Give back exactly the lines of the entries below from the line with "RFC Posted - will" to the line with "to the DOM.", inclusive, and only those.

[Saved data entries]

Content starts

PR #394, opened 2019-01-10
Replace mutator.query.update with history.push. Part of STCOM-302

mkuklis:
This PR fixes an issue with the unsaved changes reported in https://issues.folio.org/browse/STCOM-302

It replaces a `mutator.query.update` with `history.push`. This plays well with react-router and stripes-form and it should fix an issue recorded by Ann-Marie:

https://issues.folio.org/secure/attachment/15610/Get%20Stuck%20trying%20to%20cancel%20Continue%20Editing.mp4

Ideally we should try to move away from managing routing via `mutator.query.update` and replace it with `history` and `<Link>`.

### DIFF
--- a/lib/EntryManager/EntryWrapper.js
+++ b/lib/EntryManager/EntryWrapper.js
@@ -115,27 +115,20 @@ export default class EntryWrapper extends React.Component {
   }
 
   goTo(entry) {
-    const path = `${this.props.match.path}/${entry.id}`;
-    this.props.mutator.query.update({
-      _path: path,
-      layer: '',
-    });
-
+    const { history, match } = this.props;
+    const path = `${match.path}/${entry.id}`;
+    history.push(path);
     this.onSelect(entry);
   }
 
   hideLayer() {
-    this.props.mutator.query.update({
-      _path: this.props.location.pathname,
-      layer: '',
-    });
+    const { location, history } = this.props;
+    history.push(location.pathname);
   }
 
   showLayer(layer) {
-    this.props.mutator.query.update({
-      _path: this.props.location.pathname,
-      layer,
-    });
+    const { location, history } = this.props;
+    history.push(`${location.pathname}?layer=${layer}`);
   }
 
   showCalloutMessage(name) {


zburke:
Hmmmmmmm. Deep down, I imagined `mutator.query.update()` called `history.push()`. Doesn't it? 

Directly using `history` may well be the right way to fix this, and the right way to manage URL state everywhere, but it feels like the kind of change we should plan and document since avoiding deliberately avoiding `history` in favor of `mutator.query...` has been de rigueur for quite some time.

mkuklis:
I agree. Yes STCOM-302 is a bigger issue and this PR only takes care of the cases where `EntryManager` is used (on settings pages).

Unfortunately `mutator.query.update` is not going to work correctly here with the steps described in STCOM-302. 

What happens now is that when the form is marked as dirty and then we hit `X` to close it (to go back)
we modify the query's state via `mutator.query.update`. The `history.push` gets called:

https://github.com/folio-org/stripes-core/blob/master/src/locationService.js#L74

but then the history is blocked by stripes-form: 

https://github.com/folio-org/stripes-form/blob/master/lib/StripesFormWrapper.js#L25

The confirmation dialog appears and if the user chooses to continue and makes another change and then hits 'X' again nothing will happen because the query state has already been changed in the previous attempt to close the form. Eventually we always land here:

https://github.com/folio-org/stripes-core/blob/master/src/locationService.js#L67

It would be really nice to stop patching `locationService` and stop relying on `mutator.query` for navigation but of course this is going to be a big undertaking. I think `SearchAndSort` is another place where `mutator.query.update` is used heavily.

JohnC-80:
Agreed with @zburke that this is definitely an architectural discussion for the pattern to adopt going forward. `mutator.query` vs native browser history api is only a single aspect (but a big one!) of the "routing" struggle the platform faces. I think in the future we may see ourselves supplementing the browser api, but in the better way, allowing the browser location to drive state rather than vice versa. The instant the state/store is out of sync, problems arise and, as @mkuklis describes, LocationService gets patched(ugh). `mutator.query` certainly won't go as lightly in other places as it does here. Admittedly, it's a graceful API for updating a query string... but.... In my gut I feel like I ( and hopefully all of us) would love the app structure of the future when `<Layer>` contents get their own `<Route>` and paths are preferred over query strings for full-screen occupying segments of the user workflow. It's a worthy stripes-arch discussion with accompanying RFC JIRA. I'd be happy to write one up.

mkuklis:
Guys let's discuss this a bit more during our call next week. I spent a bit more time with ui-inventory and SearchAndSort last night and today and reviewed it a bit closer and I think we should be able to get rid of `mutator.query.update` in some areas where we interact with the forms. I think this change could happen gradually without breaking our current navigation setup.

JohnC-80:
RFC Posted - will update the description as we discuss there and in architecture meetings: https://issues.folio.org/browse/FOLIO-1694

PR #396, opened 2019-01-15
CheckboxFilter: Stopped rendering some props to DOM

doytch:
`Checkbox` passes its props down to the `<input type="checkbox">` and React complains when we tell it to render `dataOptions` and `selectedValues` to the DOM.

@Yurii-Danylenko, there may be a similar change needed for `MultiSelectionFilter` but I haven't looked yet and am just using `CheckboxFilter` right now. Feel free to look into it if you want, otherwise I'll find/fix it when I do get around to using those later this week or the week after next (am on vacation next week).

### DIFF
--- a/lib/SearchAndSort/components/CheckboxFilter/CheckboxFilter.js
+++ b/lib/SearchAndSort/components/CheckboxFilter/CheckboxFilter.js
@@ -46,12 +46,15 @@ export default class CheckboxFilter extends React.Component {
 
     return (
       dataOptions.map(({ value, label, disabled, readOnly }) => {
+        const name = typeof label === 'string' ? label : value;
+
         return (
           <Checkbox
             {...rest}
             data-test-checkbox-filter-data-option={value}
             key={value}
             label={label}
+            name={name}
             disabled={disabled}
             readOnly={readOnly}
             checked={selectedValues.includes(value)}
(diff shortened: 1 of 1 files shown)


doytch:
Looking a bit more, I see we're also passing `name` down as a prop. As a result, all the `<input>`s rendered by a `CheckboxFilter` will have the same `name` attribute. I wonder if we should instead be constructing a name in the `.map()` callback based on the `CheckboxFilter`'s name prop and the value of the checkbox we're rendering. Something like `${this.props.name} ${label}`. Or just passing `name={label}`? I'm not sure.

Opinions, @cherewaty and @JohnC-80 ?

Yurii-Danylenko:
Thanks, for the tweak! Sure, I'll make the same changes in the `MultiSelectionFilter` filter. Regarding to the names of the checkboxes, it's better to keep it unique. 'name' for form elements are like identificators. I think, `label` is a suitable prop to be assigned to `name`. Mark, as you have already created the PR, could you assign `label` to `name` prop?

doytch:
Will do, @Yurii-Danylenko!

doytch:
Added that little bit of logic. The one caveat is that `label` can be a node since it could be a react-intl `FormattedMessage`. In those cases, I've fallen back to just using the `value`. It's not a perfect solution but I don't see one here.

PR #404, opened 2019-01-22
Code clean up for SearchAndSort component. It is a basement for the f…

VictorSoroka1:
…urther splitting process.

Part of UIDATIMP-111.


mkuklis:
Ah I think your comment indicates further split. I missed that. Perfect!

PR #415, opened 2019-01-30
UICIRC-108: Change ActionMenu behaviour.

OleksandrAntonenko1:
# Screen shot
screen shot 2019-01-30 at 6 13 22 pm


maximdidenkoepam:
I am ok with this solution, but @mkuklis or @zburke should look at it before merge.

Content ends

[The answer]
RFC Posted - will update the description as we discuss there and in architecture meetings: https://issues.folio.org/browse/FOLIO-1694

PR #396, opened 2019-01-15
CheckboxFilter: Stopped rendering some props to DOM

doytch:
`Checkbox` passes its props down to the `<input type="checkbox">` and React complains when we tell it to render `dataOptions` and `selectedValues` to the DOM.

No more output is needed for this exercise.